▶ Exercise description
Copy out the lines below that hold the word "this".

Stored items
'''
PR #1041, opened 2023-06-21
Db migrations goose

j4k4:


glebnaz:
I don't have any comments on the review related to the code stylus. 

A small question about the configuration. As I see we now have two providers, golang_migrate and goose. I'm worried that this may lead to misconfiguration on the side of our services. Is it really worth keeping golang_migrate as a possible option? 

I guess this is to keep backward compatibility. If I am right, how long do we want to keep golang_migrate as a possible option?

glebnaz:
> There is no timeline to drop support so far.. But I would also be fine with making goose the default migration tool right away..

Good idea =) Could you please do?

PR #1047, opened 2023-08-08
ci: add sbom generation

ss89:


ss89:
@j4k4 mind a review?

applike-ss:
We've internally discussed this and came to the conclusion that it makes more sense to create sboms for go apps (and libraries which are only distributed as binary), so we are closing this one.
'''
▶ Task response
A small question about the configuration. As I see we now have two providers, golang_migrate and goose. I'm worried that this may lead to misconfiguration on the side of our services. Is it really worth keeping golang_migrate as a possible option? 
I guess this is to keep backward compatibility. If I am right, how long do we want to keep golang_migrate as a possible option?
We've internally discussed this and came to the conclusion that it makes more sense to create sboms for go apps (and libraries which are only distributed as binary), so we are closing this one.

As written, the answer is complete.